> Task description: Find the line with "PR #448, opened 2025-08-24" in the records below. Copy it and every line after it, up to and including the line with "Adds a form".

> Records to use:
* * * * *

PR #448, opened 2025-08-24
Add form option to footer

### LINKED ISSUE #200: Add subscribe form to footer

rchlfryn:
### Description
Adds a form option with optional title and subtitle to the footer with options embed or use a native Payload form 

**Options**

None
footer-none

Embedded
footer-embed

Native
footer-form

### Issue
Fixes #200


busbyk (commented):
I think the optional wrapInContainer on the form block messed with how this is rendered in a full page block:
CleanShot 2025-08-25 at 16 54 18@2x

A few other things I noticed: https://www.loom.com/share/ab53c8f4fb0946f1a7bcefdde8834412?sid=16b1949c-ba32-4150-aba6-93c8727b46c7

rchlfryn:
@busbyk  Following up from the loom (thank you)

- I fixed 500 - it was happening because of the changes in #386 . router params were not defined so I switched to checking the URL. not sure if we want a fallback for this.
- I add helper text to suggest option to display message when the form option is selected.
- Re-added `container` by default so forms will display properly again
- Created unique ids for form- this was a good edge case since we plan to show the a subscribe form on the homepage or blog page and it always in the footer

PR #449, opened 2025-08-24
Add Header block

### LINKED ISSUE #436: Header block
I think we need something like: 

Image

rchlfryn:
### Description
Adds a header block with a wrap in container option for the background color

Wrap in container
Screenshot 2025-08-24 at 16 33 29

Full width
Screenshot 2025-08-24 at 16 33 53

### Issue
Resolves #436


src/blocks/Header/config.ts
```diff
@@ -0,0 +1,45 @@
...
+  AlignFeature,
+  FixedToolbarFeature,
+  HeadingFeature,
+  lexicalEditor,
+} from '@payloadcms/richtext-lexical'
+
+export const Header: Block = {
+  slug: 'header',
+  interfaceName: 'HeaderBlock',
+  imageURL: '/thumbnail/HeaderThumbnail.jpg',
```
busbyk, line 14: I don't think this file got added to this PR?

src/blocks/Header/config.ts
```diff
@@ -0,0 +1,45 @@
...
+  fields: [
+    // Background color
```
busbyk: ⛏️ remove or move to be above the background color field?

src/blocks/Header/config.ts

* * * * *

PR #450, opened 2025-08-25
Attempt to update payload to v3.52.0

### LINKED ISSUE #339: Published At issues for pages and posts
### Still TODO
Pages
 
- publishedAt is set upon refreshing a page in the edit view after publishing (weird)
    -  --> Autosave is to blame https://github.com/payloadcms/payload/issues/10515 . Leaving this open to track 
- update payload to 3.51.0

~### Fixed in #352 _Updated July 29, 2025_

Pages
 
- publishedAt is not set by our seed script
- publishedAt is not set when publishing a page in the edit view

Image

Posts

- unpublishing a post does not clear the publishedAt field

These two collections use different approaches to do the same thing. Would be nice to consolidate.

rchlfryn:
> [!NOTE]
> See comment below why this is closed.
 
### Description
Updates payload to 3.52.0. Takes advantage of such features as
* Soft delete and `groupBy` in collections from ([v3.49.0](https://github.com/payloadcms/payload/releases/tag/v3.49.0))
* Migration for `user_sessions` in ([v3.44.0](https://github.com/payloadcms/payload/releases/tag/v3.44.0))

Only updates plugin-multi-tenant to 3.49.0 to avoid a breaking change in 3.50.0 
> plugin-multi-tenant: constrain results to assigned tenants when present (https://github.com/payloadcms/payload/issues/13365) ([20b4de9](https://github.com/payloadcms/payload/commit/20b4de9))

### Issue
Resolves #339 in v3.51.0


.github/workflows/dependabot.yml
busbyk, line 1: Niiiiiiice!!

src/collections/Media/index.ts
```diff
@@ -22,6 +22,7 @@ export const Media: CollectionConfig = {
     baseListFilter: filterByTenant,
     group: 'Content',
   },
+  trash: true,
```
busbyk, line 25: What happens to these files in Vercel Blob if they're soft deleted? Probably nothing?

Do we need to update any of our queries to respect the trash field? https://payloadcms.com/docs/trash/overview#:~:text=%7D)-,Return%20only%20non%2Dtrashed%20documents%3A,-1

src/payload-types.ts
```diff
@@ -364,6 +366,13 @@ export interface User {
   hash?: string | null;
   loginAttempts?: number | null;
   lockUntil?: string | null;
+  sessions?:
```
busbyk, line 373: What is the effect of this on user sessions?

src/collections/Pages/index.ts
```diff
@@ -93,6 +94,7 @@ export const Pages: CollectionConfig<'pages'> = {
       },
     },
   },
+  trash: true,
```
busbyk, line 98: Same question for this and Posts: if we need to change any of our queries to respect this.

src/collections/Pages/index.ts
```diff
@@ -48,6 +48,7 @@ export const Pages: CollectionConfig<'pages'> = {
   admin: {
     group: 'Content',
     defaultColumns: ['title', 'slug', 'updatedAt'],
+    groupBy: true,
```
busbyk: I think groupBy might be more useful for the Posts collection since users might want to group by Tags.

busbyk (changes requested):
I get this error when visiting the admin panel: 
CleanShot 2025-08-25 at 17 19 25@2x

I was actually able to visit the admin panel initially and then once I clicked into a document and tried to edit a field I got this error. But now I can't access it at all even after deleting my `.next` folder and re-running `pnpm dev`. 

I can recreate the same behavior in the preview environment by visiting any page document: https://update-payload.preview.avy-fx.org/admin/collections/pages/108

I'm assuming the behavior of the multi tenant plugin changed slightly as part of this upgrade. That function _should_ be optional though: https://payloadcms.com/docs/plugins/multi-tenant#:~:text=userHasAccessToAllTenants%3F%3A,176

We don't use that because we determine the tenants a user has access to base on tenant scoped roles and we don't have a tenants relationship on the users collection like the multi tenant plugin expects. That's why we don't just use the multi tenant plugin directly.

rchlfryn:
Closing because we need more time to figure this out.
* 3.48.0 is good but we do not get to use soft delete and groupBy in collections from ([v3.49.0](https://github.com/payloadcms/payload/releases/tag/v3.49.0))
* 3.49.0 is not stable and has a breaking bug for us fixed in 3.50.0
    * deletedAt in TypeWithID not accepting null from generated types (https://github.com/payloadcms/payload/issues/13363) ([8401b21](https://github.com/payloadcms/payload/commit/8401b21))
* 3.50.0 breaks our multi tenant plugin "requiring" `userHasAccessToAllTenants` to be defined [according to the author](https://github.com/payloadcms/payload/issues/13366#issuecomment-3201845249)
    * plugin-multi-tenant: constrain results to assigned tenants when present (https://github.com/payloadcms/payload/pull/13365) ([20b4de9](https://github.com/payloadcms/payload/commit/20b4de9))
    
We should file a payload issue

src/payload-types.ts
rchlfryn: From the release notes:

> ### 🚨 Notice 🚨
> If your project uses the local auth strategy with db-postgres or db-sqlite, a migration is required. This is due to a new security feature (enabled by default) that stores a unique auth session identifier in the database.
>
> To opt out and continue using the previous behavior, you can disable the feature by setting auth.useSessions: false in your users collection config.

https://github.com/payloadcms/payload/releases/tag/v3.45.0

* * * * *

> Solution for this exercise:
PR #448, opened 2025-08-24
Add form option to footer

### LINKED ISSUE #200: Add subscribe form to footer

rchlfryn:
### Description
Adds a form option with optional title and subtitle to the footer with options embed or use a native Payload form 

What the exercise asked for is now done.